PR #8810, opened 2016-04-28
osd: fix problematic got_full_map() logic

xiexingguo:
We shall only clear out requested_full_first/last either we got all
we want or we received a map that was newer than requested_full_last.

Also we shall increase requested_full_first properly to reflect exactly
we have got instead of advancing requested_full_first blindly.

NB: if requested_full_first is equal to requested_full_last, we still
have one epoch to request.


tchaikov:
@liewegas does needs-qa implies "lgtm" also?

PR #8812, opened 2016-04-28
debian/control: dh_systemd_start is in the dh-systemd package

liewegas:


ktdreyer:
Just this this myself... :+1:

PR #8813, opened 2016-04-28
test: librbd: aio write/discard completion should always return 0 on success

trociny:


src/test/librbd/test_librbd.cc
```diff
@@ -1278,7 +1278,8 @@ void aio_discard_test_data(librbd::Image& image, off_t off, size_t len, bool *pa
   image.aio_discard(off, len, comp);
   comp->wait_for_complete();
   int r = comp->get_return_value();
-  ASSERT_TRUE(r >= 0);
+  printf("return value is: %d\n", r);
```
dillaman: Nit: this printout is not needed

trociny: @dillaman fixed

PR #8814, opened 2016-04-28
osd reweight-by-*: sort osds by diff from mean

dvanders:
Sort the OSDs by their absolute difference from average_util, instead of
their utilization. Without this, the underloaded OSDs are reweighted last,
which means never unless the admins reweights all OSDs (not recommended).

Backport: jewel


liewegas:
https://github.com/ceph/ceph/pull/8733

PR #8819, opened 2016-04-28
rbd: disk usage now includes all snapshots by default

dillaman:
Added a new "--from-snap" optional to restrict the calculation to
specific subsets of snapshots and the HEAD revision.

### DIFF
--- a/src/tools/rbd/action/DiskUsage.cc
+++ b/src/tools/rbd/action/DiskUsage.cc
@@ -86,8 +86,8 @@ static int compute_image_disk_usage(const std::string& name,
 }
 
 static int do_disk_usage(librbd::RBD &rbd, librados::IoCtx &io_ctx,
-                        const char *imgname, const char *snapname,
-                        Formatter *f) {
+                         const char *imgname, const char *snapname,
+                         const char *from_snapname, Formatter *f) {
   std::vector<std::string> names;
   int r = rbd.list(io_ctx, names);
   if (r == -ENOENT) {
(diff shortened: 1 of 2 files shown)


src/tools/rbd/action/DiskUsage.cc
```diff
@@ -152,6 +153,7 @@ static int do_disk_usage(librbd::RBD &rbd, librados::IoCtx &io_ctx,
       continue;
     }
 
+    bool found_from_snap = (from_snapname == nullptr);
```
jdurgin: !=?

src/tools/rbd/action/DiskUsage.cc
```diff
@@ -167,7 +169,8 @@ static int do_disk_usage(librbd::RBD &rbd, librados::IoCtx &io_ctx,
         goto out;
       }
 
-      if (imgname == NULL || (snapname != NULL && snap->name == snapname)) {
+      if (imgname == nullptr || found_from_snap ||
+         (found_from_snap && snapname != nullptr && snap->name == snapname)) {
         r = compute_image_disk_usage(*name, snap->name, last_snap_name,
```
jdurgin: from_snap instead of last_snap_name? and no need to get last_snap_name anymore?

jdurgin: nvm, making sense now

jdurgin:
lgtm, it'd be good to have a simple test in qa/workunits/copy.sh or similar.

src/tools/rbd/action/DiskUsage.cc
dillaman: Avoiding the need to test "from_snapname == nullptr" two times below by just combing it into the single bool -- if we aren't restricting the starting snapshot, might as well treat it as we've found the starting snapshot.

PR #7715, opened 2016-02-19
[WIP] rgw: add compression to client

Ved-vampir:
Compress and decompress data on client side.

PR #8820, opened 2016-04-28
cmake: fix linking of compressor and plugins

——————

What you need to do
Copy out each line of the entries that holds "const".

Answer below
@@ -86,8 +86,8 @@ static int compute_image_disk_usage(const std::string& name,
-                        const char *imgname, const char *snapname,
+                         const char *imgname, const char *snapname,
+                         const char *from_snapname, Formatter *f) {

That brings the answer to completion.